Using a culture's format, without using that culture to format?

by Michael S. Kaplan, published on 2010/09/14 07:01 -04:00, original URI:

The title almost sounds like a riddle.

Though not quite.

Read it a couple of times, it will make sense....

As often happens, it started with a question: interesting bug.
According to value of the current DateTime object is formatted using the general date and time format specifier ('G')..
But we have a report where calling DateTime.MinValue.ToString(“G”) is throwing an exception. It’s happening when the UmAlQuraCalendar is the calendar.
You can repro this in PowerShell by calling [DateTime]::MinValue.ToString("G", [System.Globalization.CultureInfo]::CreateSpecificCulture("ar”)).

Something I’m confused by is that an exception isn’t thrown when “G” isn’t specified. [DateTime]::MinValue.ToString([System.Globalization.CultureInfo]::CreateSpecificCulture("ar"))

Why the difference in behavior?

Okay, let's look at a simple repro of this.

Simple repro:

    public static void Main() {
        Thread.CurrentThread.CurrentCulture = CultureInfo.CreateSpecificCulture("ar");
        Console.WriteLine(DateTime.MinValue.ToString("G", CultureInfo.CreateSpecificCulture("ar")));

Either of those last two lines in red will throw:

Unhandled Exception: System.ArgumentOutOfRangeException: Specified time is not supported in this calendar. It should be between 04/30/1900 00:00:00 (Gregorian date) and 05/13/2029 23:59:59 (Gregorian date), inclusive.
Parameter name: time
   at System.Globalization.UmAlQuraCalendar.CheckTicksRange(Int64 ticks)
   at System.Globalization.UmAlQuraCalendar.GetDatePart(DateTime time, Int32 part)
   at System.DateTimeFormat.FormatCustomized(DateTime dateTime, String format, DateTimeFormatInfo dtfi, TimeSpan offset)
   at System.DateTimeFormat.Format(DateTime dateTime, String format, DateTimeFormatInfo dtfi, TimeSpan offset)
   at System.DateTime.ToString(String format)
   at Test.Main()

Now this question is specifically made interesting by the doc topic quoted, which mentions:

The value of the current DateTime object is formatted using the general date and time format specifier ('G').

This method uses formatting information derived from the current culture. In particular, it combines the custom format strings returned by the ShortDatePattern and LongTimePattern properties of the DateTimeFormatInfo object returned by the Thread.CurrentThread.CurrentCulture.DateTimeFormat property. For more information, see CultureInfo.CurrentCulture. Other overloads of the ToString method enable you to specify the culture whose formatting to use and to define the output pattern of the DateTime value.

Perhaps if I gave the output of that code above an additional clue would come out of it all, interspersed with the code that caused it:

        1/1/0001 12:00:00 AM


Thread.CurrentThread.CurrentCulture = CultureInfo.CreateSpecificCulture("ar");


Console.WriteLine(DateTime.MinValue.ToString("G", CultureInfo.CreateSpecificCulture("ar")));

Okay, so the doc claims related to the current culture are very misleading here, as are the claims that the "G" format is used by default (since it does "G"-like things but does not throw in a case where an explicit "G" does.

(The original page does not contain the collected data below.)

PR #59, opened 2019-03-01
[WIP] Several new features

samuelgarcia:
Do not merge for now.

Several features:
  * Save raw file in tridesclous less memory agressive.
  * laucher save run time for each sroter/recording in csv

### DIFF
--- a/spiketoolkit/sorters/basesorter.py
+++ b/spiketoolkit/sorters/basesorter.py
@@ -22,6 +22,7 @@ import copy
 from pathlib import Path
 import threading
 import shutil
+import os
 
 import spikeextractors as se
 
@@ -56,12 +57,15 @@ class BaseSorter:
             # several groups
             self.recording_list = se.getSubExtractorsByProperty(recording, grouping_property)
             n_group = len(self.recording_list)
-            self.output_folders = [Path(str(output_folder) + '_'+str(i)) for i in range(n_group)]
+            if n_group>1:
+                self.output_folders = [Path(str(output_folder) + '_'+str(i)) for i in range(n_group)]
+            else:
+                self.output_folders = [output_folder]
         
         # make folders
         for output_folder in self.output_folders:
             if not output_folder.is_dir():
-                output_folder.mkdir()
+                os.makedirs(str(output_folder))
         self.delete_folders = delete_output_folder
 
     @classmethod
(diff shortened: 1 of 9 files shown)


samuelgarcia:
@alejoe91 : I would like to change a bit the BaseSorter.

As you known, I would like to have a static method to read result from forlder.
So we could open result from intermediate folder after a long run.

Ideally, it would be a staticmethod like this
```python
sorting_KL = KilosortSorter.read_from_folder('my_output_folder_KL')
sorting_TDC = TridesclousSorter.read_from_folder('my_output_folder_TDC')
```
I need to patch the MS4 as you known.

I also need a change in kilosort, circus and klusta.
These sorter have "file_name" that is the name of the internal name inside the folder.
By default it is recording for all of then.
My guess is that this file_name is not set because it do not matter at all because each sorting is always done in separte directories.

This "file_name" for this sorter (kilosort, circus and klusta) is also a instance attribute done in **_setup_recording** and so it is needed for **_get_one_result**

To implement the staticmethod **read_from_folder** I need to get rid of this file_name.

Is it possible to remove it and to generate always the deault one ("recording") ?

alejoe91:
@samuelgarcia 
Yes I think we can get rid of file_name and use `recording` by default. Then output folder will be the only thing we need.

Regarding MS4 I think an easy fix would be to change:
`self._sorting_result[ind] = sorting`

to

`se.MdaSortingExtractor.writeSorting(sorting, str(output_folder / 'firings.mda'))`

then the _get_one_result will become:
```
    def _get_one_result(self, recording, output_folder):
        sorting = se.MdaSortingExtractor.(str(output_folder / 'firings.mda'))
        return sorting
```

This should make it compatible with the class organization and allow the read from folder. Right?

samuelgarcia:
Cool. I will do.
For MS4, it was the plan already.

samuelgarcia:
@alejoe91:
My week will be very busy. I won't have time to work more on this.
You should merge this because it change a bit the class BaseSorter.

I will be back on launcher next week.

I think you will have to make some changes in KS2.

alejoe91:
I'll test it first and the n merge. I have to check if it breaks our code and make the changes in case

Alessio

samuelgarcia:
Of course.

PR #61, opened 2019-03-05
kilosort2 init

alejoe91:
- it runs on my machine but at one point I get CUDA_ERROR_ILLEGAL_ADDRESS

- probably needs an updated version


alejoe91:
add tests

In the first three, it has a clear idea of what the MinValue is, and even though it is using the specified culture's (and current culture's when no culture is specified) format, it is not using the culture in question to do the actual formatting.

Let's just call it a bug. :-)

Now this is the kind of bug that starts as an oversight.

But once it is shipped, fixing it would basically break a person's code, any way you look at it.

To bwe honest I'd rather they fixed it anyway, but I can understand why they would not want to do that in this case given the nature of what kind of code might get broken.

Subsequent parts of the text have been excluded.